### Task data

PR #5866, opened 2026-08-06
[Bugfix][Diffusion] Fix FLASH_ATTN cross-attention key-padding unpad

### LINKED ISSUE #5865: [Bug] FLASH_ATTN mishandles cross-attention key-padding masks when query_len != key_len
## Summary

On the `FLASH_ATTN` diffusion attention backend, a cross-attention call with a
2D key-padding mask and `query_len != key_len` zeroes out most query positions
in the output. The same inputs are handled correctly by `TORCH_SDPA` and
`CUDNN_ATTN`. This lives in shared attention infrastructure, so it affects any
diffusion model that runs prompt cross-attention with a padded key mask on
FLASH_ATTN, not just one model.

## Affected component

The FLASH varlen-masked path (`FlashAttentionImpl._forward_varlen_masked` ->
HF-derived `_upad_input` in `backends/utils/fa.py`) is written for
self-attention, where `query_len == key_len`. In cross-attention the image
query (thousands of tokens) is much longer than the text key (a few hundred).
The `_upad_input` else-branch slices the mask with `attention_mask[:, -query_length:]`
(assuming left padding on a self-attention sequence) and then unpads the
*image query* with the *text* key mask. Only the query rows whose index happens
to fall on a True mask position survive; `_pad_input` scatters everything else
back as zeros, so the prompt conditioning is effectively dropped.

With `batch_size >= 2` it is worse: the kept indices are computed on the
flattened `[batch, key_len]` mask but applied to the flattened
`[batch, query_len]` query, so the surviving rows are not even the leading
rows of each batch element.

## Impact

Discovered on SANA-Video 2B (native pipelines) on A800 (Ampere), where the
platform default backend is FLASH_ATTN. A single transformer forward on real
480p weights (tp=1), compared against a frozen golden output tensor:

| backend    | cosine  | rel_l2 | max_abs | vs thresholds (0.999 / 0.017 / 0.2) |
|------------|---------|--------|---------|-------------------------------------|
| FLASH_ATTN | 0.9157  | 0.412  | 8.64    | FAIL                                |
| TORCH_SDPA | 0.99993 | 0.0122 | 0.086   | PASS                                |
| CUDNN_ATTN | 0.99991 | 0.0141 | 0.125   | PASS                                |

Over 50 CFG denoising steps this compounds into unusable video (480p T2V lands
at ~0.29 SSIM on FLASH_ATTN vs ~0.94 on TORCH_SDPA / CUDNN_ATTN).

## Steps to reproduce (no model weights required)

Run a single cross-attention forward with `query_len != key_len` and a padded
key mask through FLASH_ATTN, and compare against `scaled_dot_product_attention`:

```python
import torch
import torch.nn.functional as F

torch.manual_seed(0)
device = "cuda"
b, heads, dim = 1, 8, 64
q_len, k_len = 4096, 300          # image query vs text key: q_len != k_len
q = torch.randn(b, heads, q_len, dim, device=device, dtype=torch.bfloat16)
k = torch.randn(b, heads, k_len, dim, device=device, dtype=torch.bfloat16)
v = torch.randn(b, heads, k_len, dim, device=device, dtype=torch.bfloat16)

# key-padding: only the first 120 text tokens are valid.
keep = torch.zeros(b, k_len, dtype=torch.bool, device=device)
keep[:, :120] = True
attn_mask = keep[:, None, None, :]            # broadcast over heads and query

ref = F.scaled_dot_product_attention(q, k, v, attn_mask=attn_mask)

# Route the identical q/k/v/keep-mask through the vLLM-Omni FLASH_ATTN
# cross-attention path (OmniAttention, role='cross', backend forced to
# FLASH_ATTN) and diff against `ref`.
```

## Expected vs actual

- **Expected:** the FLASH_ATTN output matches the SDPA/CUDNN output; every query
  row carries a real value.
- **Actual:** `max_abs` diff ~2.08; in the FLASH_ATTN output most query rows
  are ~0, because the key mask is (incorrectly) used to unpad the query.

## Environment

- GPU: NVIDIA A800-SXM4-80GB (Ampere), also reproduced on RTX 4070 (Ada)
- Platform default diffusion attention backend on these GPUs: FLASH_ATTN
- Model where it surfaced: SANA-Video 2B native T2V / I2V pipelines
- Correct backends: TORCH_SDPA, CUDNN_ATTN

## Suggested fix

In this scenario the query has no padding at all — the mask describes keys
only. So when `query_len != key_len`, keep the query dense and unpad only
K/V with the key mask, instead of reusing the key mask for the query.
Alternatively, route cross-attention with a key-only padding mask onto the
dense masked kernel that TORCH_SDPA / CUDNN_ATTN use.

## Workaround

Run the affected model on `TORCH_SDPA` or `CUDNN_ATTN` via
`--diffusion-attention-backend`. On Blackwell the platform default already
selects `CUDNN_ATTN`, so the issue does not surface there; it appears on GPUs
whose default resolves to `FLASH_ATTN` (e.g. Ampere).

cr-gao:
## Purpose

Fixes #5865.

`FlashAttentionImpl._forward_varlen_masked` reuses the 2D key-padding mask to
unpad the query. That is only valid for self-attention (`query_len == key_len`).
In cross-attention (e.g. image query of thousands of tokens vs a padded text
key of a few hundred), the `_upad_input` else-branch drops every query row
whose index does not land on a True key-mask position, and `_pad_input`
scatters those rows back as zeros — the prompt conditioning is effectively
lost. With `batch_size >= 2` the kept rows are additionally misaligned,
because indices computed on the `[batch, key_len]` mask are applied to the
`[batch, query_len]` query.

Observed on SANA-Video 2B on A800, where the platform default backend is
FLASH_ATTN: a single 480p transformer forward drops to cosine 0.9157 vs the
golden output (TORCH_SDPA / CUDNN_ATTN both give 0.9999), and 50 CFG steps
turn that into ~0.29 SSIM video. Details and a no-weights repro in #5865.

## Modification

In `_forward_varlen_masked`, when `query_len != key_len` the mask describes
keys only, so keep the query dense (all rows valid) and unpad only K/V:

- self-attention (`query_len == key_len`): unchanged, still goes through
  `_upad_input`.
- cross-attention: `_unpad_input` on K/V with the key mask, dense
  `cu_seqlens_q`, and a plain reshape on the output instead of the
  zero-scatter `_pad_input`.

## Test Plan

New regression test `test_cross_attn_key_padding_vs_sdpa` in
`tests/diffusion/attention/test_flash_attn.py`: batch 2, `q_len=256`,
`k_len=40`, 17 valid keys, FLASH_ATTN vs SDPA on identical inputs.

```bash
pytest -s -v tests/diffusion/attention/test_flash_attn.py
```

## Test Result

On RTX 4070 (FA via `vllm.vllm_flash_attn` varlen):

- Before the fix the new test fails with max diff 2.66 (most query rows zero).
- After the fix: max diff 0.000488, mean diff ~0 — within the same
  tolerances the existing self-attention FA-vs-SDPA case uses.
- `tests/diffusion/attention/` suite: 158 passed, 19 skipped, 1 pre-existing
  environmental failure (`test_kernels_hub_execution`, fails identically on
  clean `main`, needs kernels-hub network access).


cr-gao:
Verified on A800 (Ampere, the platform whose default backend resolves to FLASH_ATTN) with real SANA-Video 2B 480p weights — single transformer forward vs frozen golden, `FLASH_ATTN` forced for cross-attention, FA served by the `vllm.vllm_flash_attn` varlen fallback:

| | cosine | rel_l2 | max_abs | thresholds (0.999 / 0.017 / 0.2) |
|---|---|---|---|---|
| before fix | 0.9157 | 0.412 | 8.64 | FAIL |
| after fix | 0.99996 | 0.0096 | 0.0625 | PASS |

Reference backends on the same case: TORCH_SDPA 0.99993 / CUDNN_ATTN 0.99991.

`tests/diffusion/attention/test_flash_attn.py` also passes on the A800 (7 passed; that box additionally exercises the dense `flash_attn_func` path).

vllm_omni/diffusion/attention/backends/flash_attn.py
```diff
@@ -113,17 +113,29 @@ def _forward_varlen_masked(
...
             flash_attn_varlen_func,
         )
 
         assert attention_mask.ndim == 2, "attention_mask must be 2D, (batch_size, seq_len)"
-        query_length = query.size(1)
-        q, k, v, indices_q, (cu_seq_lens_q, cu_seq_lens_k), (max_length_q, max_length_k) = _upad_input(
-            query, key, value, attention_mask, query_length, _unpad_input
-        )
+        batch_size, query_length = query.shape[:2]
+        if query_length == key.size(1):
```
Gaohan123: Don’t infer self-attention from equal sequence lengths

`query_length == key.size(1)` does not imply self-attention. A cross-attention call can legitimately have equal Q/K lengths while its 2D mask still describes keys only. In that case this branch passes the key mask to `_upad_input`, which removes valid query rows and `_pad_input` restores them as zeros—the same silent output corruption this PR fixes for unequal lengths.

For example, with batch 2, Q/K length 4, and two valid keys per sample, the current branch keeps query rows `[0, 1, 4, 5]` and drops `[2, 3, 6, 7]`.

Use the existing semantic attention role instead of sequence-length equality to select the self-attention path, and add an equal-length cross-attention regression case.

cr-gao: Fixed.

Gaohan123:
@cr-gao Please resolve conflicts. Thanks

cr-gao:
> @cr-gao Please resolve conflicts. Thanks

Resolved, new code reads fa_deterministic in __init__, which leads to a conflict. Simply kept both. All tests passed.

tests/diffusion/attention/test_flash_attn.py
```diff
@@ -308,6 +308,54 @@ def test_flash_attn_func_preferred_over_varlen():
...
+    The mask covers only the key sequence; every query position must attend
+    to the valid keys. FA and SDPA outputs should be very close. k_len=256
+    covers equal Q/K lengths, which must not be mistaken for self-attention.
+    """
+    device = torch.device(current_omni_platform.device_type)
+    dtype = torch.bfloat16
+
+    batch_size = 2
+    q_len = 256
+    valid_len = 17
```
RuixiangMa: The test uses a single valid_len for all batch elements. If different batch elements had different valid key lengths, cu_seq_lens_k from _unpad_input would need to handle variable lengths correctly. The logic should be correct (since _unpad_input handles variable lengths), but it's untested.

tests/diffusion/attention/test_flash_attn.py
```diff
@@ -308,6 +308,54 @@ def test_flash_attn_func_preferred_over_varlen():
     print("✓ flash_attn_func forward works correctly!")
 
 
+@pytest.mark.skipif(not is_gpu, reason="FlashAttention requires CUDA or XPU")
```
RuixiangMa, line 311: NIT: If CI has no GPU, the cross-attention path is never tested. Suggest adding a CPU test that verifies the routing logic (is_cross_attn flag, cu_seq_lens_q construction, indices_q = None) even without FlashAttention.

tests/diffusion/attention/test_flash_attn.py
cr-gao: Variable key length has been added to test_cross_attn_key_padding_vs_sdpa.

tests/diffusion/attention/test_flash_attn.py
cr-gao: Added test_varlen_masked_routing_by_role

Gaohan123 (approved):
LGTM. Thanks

---

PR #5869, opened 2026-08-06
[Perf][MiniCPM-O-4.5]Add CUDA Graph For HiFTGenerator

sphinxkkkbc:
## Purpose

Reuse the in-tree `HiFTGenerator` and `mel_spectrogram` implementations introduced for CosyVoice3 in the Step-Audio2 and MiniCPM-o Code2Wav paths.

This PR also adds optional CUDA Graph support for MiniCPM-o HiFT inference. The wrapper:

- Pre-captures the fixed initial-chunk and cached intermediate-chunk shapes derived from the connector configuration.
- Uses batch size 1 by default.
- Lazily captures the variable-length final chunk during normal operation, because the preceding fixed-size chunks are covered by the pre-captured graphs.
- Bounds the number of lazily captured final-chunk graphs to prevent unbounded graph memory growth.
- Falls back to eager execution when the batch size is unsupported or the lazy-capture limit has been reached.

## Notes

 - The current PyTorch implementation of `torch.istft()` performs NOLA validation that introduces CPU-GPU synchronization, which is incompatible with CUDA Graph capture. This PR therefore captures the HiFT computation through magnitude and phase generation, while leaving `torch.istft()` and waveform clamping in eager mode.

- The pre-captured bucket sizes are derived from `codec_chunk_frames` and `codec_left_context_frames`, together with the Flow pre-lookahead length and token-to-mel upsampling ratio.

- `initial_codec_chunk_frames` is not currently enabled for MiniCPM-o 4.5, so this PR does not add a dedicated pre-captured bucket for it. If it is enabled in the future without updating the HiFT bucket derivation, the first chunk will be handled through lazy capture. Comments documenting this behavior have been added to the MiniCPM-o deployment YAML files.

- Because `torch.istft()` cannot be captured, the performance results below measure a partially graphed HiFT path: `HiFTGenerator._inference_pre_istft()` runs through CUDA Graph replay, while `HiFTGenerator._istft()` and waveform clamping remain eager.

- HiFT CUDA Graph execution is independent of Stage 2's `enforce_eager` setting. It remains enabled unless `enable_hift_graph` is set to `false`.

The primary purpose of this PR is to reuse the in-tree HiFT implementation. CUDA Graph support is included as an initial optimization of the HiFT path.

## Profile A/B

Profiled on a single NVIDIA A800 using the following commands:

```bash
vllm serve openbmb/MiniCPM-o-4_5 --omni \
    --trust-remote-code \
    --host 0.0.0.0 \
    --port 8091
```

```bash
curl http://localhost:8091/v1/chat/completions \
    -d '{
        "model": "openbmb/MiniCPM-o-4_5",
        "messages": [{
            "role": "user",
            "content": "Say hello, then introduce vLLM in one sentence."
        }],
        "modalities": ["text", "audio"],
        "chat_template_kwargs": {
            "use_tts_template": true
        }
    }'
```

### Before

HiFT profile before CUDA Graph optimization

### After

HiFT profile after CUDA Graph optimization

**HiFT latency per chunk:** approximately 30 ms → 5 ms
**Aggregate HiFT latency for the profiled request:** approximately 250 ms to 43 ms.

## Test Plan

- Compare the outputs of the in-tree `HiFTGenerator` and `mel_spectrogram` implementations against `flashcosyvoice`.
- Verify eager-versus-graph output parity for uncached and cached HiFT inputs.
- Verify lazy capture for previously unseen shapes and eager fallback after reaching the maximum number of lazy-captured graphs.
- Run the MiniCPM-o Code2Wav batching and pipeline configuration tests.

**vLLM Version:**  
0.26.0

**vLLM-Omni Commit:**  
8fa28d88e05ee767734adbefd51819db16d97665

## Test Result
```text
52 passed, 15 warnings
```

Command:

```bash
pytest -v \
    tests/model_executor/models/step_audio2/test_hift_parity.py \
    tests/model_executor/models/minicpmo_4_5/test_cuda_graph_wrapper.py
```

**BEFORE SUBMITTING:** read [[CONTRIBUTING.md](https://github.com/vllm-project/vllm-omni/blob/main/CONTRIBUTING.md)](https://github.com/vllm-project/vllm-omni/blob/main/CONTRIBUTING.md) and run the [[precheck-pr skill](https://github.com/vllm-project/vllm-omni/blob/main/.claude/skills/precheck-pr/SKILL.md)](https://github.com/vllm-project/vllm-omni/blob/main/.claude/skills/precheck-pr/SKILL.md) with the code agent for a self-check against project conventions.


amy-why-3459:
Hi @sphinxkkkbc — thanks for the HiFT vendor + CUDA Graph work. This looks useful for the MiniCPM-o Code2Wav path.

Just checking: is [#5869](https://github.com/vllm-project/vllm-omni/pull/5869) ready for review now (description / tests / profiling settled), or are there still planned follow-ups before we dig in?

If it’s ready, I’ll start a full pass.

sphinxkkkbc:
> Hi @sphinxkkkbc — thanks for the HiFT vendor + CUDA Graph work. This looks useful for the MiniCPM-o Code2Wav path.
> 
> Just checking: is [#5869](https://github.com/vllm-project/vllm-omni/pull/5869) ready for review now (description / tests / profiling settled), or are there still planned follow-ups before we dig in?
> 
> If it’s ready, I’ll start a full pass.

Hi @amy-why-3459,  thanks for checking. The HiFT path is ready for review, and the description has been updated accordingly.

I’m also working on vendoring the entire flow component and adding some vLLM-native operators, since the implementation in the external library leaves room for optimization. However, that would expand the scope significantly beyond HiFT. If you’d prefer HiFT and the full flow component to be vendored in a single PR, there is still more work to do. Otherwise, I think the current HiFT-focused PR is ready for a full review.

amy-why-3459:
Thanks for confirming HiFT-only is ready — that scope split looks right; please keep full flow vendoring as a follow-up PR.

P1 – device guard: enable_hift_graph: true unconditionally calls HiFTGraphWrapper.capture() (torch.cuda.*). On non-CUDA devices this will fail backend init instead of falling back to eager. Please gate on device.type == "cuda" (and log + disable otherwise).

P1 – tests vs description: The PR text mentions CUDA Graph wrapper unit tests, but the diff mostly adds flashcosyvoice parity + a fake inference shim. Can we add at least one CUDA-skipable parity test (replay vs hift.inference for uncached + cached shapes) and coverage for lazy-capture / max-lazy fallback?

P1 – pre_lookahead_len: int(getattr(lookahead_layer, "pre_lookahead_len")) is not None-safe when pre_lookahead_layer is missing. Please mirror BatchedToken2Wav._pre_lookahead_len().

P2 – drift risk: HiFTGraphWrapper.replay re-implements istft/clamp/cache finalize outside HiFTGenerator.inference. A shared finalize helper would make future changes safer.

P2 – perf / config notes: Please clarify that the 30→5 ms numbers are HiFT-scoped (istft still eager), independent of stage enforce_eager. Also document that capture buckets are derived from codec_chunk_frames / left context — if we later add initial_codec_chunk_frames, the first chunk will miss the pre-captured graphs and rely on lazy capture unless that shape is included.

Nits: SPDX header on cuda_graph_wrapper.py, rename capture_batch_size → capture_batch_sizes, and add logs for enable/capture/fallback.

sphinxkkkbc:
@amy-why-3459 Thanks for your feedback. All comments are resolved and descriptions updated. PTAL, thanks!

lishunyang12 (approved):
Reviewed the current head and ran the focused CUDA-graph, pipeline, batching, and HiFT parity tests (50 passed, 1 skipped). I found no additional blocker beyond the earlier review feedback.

--

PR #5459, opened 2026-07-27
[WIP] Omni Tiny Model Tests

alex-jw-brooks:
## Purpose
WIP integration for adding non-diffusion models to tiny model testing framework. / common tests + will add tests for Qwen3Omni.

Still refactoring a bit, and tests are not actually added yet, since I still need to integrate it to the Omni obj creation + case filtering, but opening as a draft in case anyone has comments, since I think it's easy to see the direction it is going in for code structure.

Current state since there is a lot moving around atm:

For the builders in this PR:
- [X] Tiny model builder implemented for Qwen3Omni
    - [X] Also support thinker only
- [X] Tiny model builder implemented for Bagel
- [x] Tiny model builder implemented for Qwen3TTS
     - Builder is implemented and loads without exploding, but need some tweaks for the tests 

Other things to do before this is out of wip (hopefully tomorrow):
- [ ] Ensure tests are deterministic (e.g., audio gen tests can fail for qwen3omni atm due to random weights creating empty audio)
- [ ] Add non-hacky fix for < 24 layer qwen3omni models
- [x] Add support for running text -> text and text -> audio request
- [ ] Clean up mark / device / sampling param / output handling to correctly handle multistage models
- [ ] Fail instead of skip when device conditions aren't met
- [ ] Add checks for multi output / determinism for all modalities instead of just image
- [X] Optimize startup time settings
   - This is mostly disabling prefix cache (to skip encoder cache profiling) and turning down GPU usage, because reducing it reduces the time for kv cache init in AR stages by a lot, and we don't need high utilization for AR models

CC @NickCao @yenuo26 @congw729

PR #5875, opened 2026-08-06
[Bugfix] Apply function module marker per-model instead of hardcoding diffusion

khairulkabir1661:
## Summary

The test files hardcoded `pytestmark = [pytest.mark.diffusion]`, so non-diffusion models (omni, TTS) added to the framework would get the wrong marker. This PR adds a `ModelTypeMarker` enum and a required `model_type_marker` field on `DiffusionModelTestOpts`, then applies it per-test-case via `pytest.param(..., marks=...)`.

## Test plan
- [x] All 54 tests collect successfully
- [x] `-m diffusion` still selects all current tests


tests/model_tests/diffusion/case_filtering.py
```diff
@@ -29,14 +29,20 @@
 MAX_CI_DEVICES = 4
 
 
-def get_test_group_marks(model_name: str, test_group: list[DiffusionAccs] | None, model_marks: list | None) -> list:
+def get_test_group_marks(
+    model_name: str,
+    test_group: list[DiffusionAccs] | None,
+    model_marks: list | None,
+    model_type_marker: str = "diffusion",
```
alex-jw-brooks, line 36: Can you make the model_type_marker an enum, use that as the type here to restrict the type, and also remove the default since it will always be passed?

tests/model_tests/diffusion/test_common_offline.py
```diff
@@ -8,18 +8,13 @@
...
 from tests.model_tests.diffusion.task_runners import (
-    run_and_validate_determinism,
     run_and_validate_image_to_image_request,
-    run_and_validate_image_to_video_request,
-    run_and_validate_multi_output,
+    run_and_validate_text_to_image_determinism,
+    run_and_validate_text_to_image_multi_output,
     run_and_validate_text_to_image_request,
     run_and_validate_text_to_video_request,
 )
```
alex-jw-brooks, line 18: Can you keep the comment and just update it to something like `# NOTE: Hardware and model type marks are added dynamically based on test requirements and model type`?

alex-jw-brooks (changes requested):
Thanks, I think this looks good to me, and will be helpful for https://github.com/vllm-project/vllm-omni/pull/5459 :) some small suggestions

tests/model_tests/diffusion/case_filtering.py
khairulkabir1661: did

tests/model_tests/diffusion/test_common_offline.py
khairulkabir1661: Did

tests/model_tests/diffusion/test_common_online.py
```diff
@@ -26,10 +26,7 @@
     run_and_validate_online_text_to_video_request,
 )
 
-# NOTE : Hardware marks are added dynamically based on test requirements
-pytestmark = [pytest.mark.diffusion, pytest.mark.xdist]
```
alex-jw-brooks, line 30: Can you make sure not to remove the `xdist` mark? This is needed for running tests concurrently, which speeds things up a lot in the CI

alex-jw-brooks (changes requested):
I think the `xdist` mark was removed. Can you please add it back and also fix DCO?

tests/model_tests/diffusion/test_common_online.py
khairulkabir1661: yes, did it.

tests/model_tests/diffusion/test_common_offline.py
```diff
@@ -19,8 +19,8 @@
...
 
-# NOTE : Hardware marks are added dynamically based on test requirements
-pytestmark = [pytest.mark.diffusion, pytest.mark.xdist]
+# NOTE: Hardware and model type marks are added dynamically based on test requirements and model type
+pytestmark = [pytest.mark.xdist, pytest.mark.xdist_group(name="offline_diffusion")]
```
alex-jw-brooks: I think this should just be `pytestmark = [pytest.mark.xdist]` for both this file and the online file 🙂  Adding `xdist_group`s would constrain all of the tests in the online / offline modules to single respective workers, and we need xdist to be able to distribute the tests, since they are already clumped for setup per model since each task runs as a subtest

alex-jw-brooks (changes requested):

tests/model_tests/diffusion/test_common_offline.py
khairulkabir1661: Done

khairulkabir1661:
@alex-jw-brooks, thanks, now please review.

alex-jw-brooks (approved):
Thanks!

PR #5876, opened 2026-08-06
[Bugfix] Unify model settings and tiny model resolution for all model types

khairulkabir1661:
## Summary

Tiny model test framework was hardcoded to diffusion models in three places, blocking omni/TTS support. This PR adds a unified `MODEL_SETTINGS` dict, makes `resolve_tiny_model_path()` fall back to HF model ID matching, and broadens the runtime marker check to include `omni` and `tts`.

### What you are asked to do
Look back at the entries above and repeat, unchanged, every line from the line holding "PR #5866, opened 2026-08-06" through the line holding "in the output.".

### Written answer
PR #5866, opened 2026-08-06
[Bugfix][Diffusion] Fix FLASH_ATTN cross-attention key-padding unpad

### LINKED ISSUE #5865: [Bug] FLASH_ATTN mishandles cross-attention key-padding masks when query_len != key_len
## Summary

On the `FLASH_ATTN` diffusion attention backend, a cross-attention call with a
2D key-padding mask and `query_len != key_len` zeroes out most query positions
in the output. The same inputs are handled correctly by `TORCH_SDPA` and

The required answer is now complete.